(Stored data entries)
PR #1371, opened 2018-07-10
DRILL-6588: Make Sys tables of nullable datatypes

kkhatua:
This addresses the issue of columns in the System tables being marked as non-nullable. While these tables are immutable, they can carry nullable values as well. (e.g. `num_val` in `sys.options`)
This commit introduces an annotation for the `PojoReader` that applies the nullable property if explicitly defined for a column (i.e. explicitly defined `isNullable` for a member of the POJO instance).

Work to be completed: Could you reproduce every record above exactly as it stands?

Your response:
PR #1371, opened 2018-07-10
DRILL-6588: Make Sys tables of nullable datatypes

kkhatua:
This addresses the issue of columns in the System tables being marked as non-nullable. While these tables are immutable, they can carry nullable values as well. (e.g. `num_val` in `sys.options`)
This commit introduces an annotation for the `PojoReader` that applies the nullable property if explicitly defined for a column (i.e. explicitly defined `isNullable` for a member of the POJO instance).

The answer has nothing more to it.